S5
— Je peux en parler facilement, ce n’est pas refoulé. Mais je n’en ai jamais parlé, parce que tout le monde s’en fout. Avec Marion, c’est parce que…
— Non, ce n’est pas une esquive ! C’est pour donner le contexte… Bref, en début de première, elle est arrivée. Ils devaient être une demi-douzaine de nouveaux, comme chaque année, mais son apparition dans la cour a fait espérer à chaque garçon qu’elle allait être dans sa classe. Elle était jolie, mais surtout elle dégageait une grâce, non plutôt une forte aura sexuelle, contrastant avec ses vêtements et ses gestes, très classiques et très sages. Cette disjonction participait sans doute à son attrait. J’ai du mal à en rendre compte, mais tous les regards étaient tournés vers elle. Y compris les miens ! Elle s’adressa à un groupe et se dirigea vers nous. Elle nous demanda si nous étions bien la 1ère S2, puis nous dit simplement bonjour. Elle est restée près de nous et nous sommes rentrés ensemble. Cela a débuté aussi simplement. J’ai tout de suite remarqué ses yeux. D’abord, elle portait d’immenses lunettes rondes qui soulignaient leur écarquillement. Ce qui était troublant était que j’y lisais tantôt de l’émerveillement, tantôt de la frayeur. C’est la première image que j’ai d’elle et elle m’est restée. Elle semblait double.
— Un peu forcés, mais trop heureux, nous l’avons accueilli. Sam débordait d’attentions envers elle, avec sa gentillesse naturelle, Antoine l’admirait et la protégeait. Et moi, je me sentais attiré, car je lui devinais des points communs avec moi, sans percevoir lesquels. J’avais l’impression de la connaître depuis toujours. Voilà, c’est tout. Elle s’est installée parmi nous. Elle était très différente de ce qu’elle semblait être. Si elle avait le contact facile, elle était en fait très réservée. Le premier mois, les garçons les plus hardis vinrent tous, sous tous les prétextes. Elle les a écartés. C’était curieux, c’est comme si elle nous avait choisis comme gardes du corps !
— Moi ? Ce que je ressentais ? Mais rien ! Enfin, je ne sais pas. Je n’ai pas les mots. Sauf que, le matin, quand elle arrivait, j’étais rassuré. Non, ce n’est pas cette impression. J’étais rempli. Je me sentais bien. C’était à côté de moi qu’elle s’asseyait. Sam lui avait laissé la place. Il s’était mis à côté d’Antoine et on formait un bloc. C’était facile. Antoine était un gentil dragueur. Il était un des premiers à avoir eu des petites copines.
— Jamais je n’aurais osé aborder une fille pour lui demander d’être ma petite amie, j’avais trop peur d’un refus, tellement probable ! Antoine m’avait poussé plusieurs fois, me susurrant qu’une telle ou une telle me regardait gentiment. Si elles me l’avaient demandé, j’aurais dit oui, mais je ne pouvais pas faire le premier pas.
— Avec Aurélie, c’était différent.
— Ah, c’est la première fois que je dis son nom ? Bon. Je n’ai pas de problème avec son nom…
— Oui, avec elle, c’était facile, car elle n’était pas notre petite amie, juste la quatrième. On faisait juste un peu attention à nos vannes. Antoine était plein de tacts, n’osant pas avancer, comme intimidé. Samuel était celui qui lui montrait le plus d’affection, mais avec retenue. Je dirais plutôt le plus de gentillesse. Moi, je me sentais bien près d’elle, évitant de le montrer, ayant peur, en le lui exprimant, qu’elle se recule.

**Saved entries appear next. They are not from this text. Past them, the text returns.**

PR #286, opened 2021-07-02
Installation process for GFortran on OpenBSD

brocolis:
Installation process for GFortran on OpenBSD.

### DIFF
--- a/learn/os_setup/install_gfortran.md
+++ b/learn/os_setup/install_gfortran.md
@@ -98,7 +98,12 @@ sudo port install gcc10
 
 ## OpenBSD
 ```bash
-pkg_add g95-8.4.0p6
+pkg_add g95
+```
+
+On OpenBSD, the GFortran executable is named `egfortran`. To test it, type:
+```bash
+egfortran -v
 ```
 
 ---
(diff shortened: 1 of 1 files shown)


LKedward (approved):
Thanks Carlos @brocolis - I don't have any experience with OpenBSD, but these changes look good to me.

brocolis:
Thanks for reviewing it, @LKedward. I have one day of experience with OpenBSD 😸. Today I discovered that we can install GFortran with `pkg_add g95`, no need to include full version number. I'll update the PR.

learn/os_setup/install_gfortran.md
```diff
@@ -95,6 +95,17 @@ Install a gcc version:
...
 ```
+
+## OpenBSD
+```bash
+pkg_add g95
+```
+
+On OpenBSD, the GFortran executable is named `egfortran`. To test it, type:
+```bash
+egfortran -v
```
awvwgk, line 106: Is this an issue for fpm to discover the right compiler? It probably requires to set `--compiler egfortran` on every as well.

brocolis: @awvwgk, yes, `fpm` works with `--compiler egfortran`.  `export FPM_COMPILER=egfortran` also works 👍.

awvwgk (approved):

milancurcic:
Very nice, thanks @brocolis!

— Elle paraissait être bien parmi nous, sans en demander plus. Elle ne nous faisait aucune avance. C’était juste comme si elle avait été une copine. Une bonne copine. Pourtant, tous les quatre, nous savions qu’il y avait autre chose. J’en suis sûr.

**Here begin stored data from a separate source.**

PR #146, opened 2018-06-22
STITCH-1474 Verify documentation and README are complete

adamchel:
This is the updated README, updated documentation, and docs generation script. To generate the docs, run `npm run docs`.


tdconfig.json
```diff
@@ -0,0 +1,26 @@
+{
```
edaniels: {
    "extends": "./config/tsconfig.esm.browser.base.json",
    "compilerOptions": {
    	"outDir": "dist/doc"
    },
    "include": [
      same include
    ],
    "exclude": [
        same exclude - lib
    ]
}

PR #160, opened 2018-07-27
STITCH-1732 Create React Native SDK

adamchel:
This is ready to review, and almost ready to publish, I just need to update the READMEs.

Main things to note:

- The most relevant files to review in `mongodb-stitch-react-native-core` are `RNAsyncStorage.ts` and `Stitch.ts` (since we now have async client initialization), 
- React Native doesn't play nicely with hoisted lerna dependencies since its packager doesn't follow symlinks, and its Jest configuration assumes that `react-native` and several other packages are in a particular project's `node_modules` so I've added some packages to `nohoist` in `lerna.json`. This only affects the react native projects.
- None of our user-facing package will list `react-native` as a dependency, it is only a peer dependency of `mongodb-stitch-react-native-core`. React Native's packager doesn't work when the RN package exists in multiple places in a `node_modules` directory. For the purposes of tests, some packages list `react-native` as a devDependency.
- Jest now requires us to explicitly specify `"testURL": "http://localhost/"` if we want to use `localStorage` in tests.
- Some of the other funky stuff we're doing in the RN tests are specified here: https://github.com/kulshekhar/ts-jest#react-native
- We couldn't include an example project inside the lerna monorepo because of https://github.com/facebook/metro/issues/1. The example that will eventually be in the README for the react native SDK will serve as the example until docs comes up with something.


packages/core/sdk/__tests__/auth/StitchUserProfileUnitTests.ts
```diff
@@ -57,8 +57,8 @@ describe("StitchUserProfile", () => {
     expect(stitchUserProfileImpl.gender).toEqual(GENDER);
     expect(stitchUserProfileImpl.birthday).toEqual(BIRTHDAY);
     expect(stitchUserProfileImpl.pictureUrl).toEqual(PICTURE_URL);
-    expect(stitchUserProfileImpl.minAge).toEqual(Number.parseInt(MIN_AGE));
-    expect(stitchUserProfileImpl.maxAge).toEqual(Number.parseInt(MAX_AGE));
+    expect(stitchUserProfileImpl.minAge).toEqual(Number.parseInt(MIN_AGE, 10));
```
edaniels: Why did this change?

packages/react-native/core/src/core/Stitch.ts
```diff
@@ -0,0 +1,158 @@
...
+   */
+  public static hasAppClient(clientAppId: string): boolean {
+    return appClients[clientAppId] !== undefined;
+  }
+
+  /**
+   * Initializes the default StitchAppClient associated with the application.
+   * 
+   * @param clientAppId The desired clientAppId for the client.
+   * @param config Additional configuration options (optional).
```
edaniels: doc return type

packages/react-native/core/src/core/Stitch.ts
```diff
@@ -0,0 +1,158 @@
...
+  }
+
+  /**
+   * Initializes a new, non-default StitchAppClient associated with the 
+   * application.
+   * 
+   * @param clientAppId The desired clientAppId for the client.
+   * @param config Additional configuration options (optional).
+   */
+  public static initializeAppClient(
```
edaniels: doc return type

packages/react-native/core/src/index.ts
```diff
@@ -0,0 +1,108 @@
...
+  StitchCredential,
+  StitchRequestError,
+  StitchRequestErrorCode,
+  StitchServiceError,
+  StitchServiceErrorCode,
+  StitchUserProfile,
+  StitchUserIdentity,
+  Storage,
+  MemoryStorage,
+  RNAsyncStorage,
```
edaniels: Do you actually want to expose this to users?

packages/react-native/coretest/package.json
```diff
@@ -0,0 +1,79 @@
+{
+  "name": "mongodb-stitch-react-native-coretest",
+  "version": "4.0.9",
+  "description": "web core test",
```
edaniels: update descs in these new files

packages/react-native/core/src/index.ts
adamchel: No, good catch. I was using it when debugging earlier but I can get rid of it here.

packages/react-native/core/README.md
```diff
@@ -0,0 +1,5 @@
+# mongodb-stitch-react-native-core
+
+This package contains the React Native Core.
+
+**For more information on using this on a server, see the [mongodb-stitch-react-native-sdk](https://www.npmjs.com/package/mongodb-stitch-react-native-sdk) package.**
```
edaniels: on react native

PR #169, opened 2018-10-15
[STITCH-2027] Add SDK methods for accessing static hosting admin api endpoints

malexandert:


src/admin.js
```diff
@@ -143,22 +147,45 @@ export class StitchAdminClient extends StitchClient {
...
                 get: ()=> api._get(valueUrl),
                 remove: ()=> api._delete(valueUrl),
-                update: (data) => api._put(valueUrl, data)
+                update: (data) => api._put(valueUrl, { body: JSON.stringify(data) })
               };
             }
           }),
 
+          hosting: () => ({
+            config: () => ({
```
malexandert: The ticket specifies these, but they're not implemented yet in the backend. Should I just remove them for now?

mpobrien: you can leave em in for now. it'll just return a 404 error until it's used against a version of the server that has them implemented, but that's OK.

test/admin/hosting.test.js
```diff
@@ -0,0 +1,114 @@
...
+
+  it('listing assets when there are none should return an empty list', async() => {
+    let assets = await hosting.assets().list();
+    expect(assets).toHaveLength(0);
+  });
+
+  it('creating an asset should work', async() => {
+    let { metadata, body } = createTestFile();
+    await hosting.assets().create(JSON.stringify(metadata), body);
+    let assets = await hosting.assets().list({ recursive: true });
```
mpobrien: can we also add a test that uses the path prefix arg as well? (that'll be the form we will end up using most in the UI)

PR #177, opened 2018-11-20
STITCH-2214 package modules as CommonJS instead of UMD

adamchel:
Adding all reviewers for visibility but this change is pretty straightforward. I would like to get this reviewed ASAP so we can publish `4.1.0`. After this is committed, I will publish `4.1.0` and delete the STITCH-2214 branch from the main repository.

**Main Changes**:
* replace all UMD config files and UMD targets with CommonJS config files and CommonJS targets
* expose a CommonJS module for every `package.json` `"main"` field.
* updated React Native peer dependency to `^0.57.0`
* updated README to reflect new React Native `Getting Started` guide
* updated README to reflect upcoming `4.1.0` release

I published a `4.0.15-beta-1.0` release to test these changes and verified that:
* the React Native SDK now works out of the box with the new Expo Getting Started process for React Native
* the current workflow for using the browser SDK with webpack still works normally
* the current workflow for using the server SDK with Node.js still works normally

**Drive-bys**:
* Updated `"npm"` in root `package.json` to `6.4.1` to resolve vulnerabilities in dev dependency tree.


adamchel:
Also
* fixed some code in `FetchStreamTransport.ts` to be null-safe now that typescript has type information for `fetch`

PR #178, opened 2018-11-27
Fix logic condition in getAppClient

jc:


edaniels:
We will take a look at this tomorrow but nice find!

adamchel:
Hi @jc thanks for bringing this bug to our attention and for opening a PR to fix it. I'm running your change against our continuous integration suite. Once it passes I'll merge your fix and it will be released in our upcoming 4.1.0 release!

PR #180, opened 2018-11-27
STITCH-2008 - JS location metadata lookup, unit tests to follow

dkaminsky:
This is the Javascript SDK implementation of the logic for multi-region hostname lookup. Upon the first call to the client API, rather than directly accessing the underlying service, the SDK will now first await the result of a lookup to /client/v2/app/:clientAppId/location and use the hostname specified in the result as the hostname for the user request.

Differs slightly from the other SDKs in that it relies on failed promises rather than explicit error catching logic in the case of failure to retrieve or parse the location metadata.


packages/core/sdk/src/internal/net/ApiAppMetadata.ts
```diff
@@ -0,0 +1,59 @@
...
+  }
+
+  public toJSON(): object {
+    return {
+      [Fields.DEPLOYMENT_MODEL]: this.deploymentModel,
+      [Fields.LOCATION]: this.location,
+      [Fields.HOSTNAME]: this.hostname
+    };
+  }
+}
```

— C’est apparu petit à petit. C’est curieux. Ce n’était pas une relation à quatre, c’était nous trois, et elle avec chacun de nous.

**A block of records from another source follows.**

PR #181, opened 2018-12-03
[STITCH-2183] Make support/3.x branch green again

malexandert:
Things still failing on Evergreen as of [this build](https://evergreen.mongodb.com/task/stitch_js_sdk_3.0_linux_64_run_tests_patch_d309cecb4a5ad12b9aaa714903b5a8ea9826edc5_5c05796f2fbabe111110e046_18_12_03_18_43_59):
- `test/test.js`
- `test/auth.test.js`
- `test/storage.test.js`
- ~`test/client/oauth.test.js`~

### DIFF
--- a/test/storage.test.js
+++ b/test/storage.test.js
@@ -42,11 +42,21 @@ function _runReverseMigration(toVersion, storage) {
   }
 }
 
+// The type of the item in storage differs between the MockBrowser and Evergreen
+function storageValue(value, storageType, isMocked) {
+  if (!isMocked && (storageType === 'localStorage' || storageType === 'sessionStorage')) {
+    return `${value}`;
+  }
+  return value;
+}
+
 describe('storage', function() {
   const namespace = 'client-test-app1';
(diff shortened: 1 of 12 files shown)


test/storage.test.js
```diff
@@ -42,11 +42,21 @@ function _runReverseMigration(toVersion, storage) {
   }
 }
 
+// The type of the item in storage differs between the MockBrowser and Evergreen
+function storageValue(value, storageType, isMocked) {
```
mpobrien: this is a bit odd - can you clarify a bit why it's different between MockBrowser and Evergreen? The "mock" should behave like the real thing as much as possible so it smells like there might be an underlying issue somewhere that we should address, if we can

malexandert:
Will follow up on auth-specific/mocking failures in a future ticket. [Here's](https://evergreen.mongodb.com/version/5c11598d2a60ed0573dc2514) a build with the remaining errors

PR #193, opened 2019-01-16
STITCH-2341 Export BSON library with SDKs at top level

adamchel:
Without the `package-lock.json` changes this PR is tiny.

Changes:
* imports `BSON from "bson"` and exports it at the `mongodb-stitch-core-sdk` level
* exports this `BSON` at the `mongodb-stitch-browser-core`, `mongodb-stitch-react-native-core`, and `mongodb-stitch-server-core` levels.
    * all of the `*-sdk` modules get this `BSON` automatically because those modules `import * from` their respective core module.
* changed `BSON` imports in integration tests to be from Stitch modules rather than from `"bson"`

I've also verified that `BSON` is usable in the generated `stitch.js` for use in script tags.

### DIFF
--- a/package-lock.json
+++ b/package-lock.json
@@ -1,5 +1,4 @@
 {
-	"name": "stitch-js-sdk",
 	"requires": true,
 	"lockfileVersion": 1,
 	"dependencies": {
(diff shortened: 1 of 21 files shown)


dkaminsky:
Lgtm

PR #206, opened 2019-01-28
STITCH-2206 Add watch to the RemoteMongoDBService at the collection level

adamchel:
This PR polishes support for `watch` on RemoteMongoCollection, and supports it in the `browser` and `server` SDKs. The server SDK uses a mature `eventsource` polyfill that is compatible with Node.js, and the browser SDK assumes that `EventSource` exists on the `window` object either natively or via a user-provided polyfill.

In addition to exposing and documenting `watch` on `RemoteMongoCollection`, this PR also exposes and documents the `Stream` and `StreamListener` types from the core SDK, since `watch` uses these types in its public-facing API.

— On n’a jamais parlé de notre relation. D’abord, il n’y avait pas de mots. C’était un ressenti. Et puis… il y avait autre chose. Ça aussi, on le savait.
— C’est flou, tout ce que je raconte, non ? Que des impressions. Pourtant, je vous jure que c’était fort.
— C’est bizarre, c’est la première fois que j’en parle.